§ Exercise details
Every line holding the string "with" is to be copied from the entries below.

(Saved entries)
PR #22873, opened 2024-04-25
Update serverless and cloud cost with new nav references

estherk15:

- Removed images with outdate nav reference
- Updated docs with navigation instructions

### Merge instructions

### Additional notes

This page also has a lot of images showing the nav, but I'm not sure if removing it is the way to go. If you think these images should be removed, I can add that work to this PR!


cswatt (approved):
Thank you so much for doing this, it looks great!

I'm inclined towards keeping the images (at least for now) since the old nav is at least minimized, and they're nice blog-quality screenshots.

cswatt (approved):

PR #22890, opened 2024-04-26
[CCV] specify Preview Portal

klara-kr:

We previously changed the documentation to clarify that we don't support the new improved Azure export experience. This is adding to that to inform customers they need to use the preview portal to create exports in the old way.

### Merge instructions


jonathankauch (approved):

crousseaux (approved):
lgtm, thanks for the quick add

PR #22922, opened 2024-04-29
(DOCS-7884) Adds documentation for App Builder components

neko-dd:

* Adds a reference page for App Builder components.
* Links to said page from the Build page

### Merge instructions


content/en/service_management/app_builder/components.md
```diff
@@ -0,0 +1,767 @@
...
+
+### General
+
+Label
+: The text that displays at the top of the component.<br>
+**Value**: string or expression
+
+Options
+: The list of checkboxes that a user can select from. Minimum number of options is 1.<br>
+**Value**: expression<br>
```
hestonhoffman, line 142: For the values that take expressions, it's great that we're giving an example, but I think we should also describe the expected result, because in this case the expression has to conform to the example below - an array of objects, each object consisting of a "label" and "value" key-value pair.

content/en/service_management/app_builder/components.md
```diff
@@ -0,0 +1,767 @@
...
+
+### General
+
+Label
+: The text that displays at the top of the component.<br>
+**Value**: string or expression
+
+Options
+: The list of radio button options that a user can select from.<br>
+**Value**: string or expression<br>
```
hestonhoffman, line 394: I think the tooltip is incorrect for this one. It didn't accept a string for me. Same comment as above re expression

content/en/service_management/app_builder/components.md
```diff
@@ -0,0 +1,767 @@
...
+: The text that displays at the top of the component.<br>
+**Value**: string or expression
+
+Placeholder text
+: The text that displays when no value is entered.<br>
+**Value**: string or expression
+
+Options
+: The list of select options that a user can select from.<br>
+**Value**: string or expression<br>
```
hestonhoffman, line 503: As above, this one doesn't accept a string + expression stuff

hestonhoffman (commented):
This is looking good - I left some suggestions about expressions, and also a note on fields that don't accept strings (I think this is a tooltip bug - I posted more about it in the Slack channel).

content/en/service_management/app_builder/components.md
neko-dd: PTAL, and this text is reproduced in the other two locations as well, as well as having the others only say they accept expressions (like this one already said)

hestonhoffman (approved):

§ Reply to the exercise
Update serverless and cloud cost with new nav references
- Removed images with outdate nav reference
- Updated docs with navigation instructions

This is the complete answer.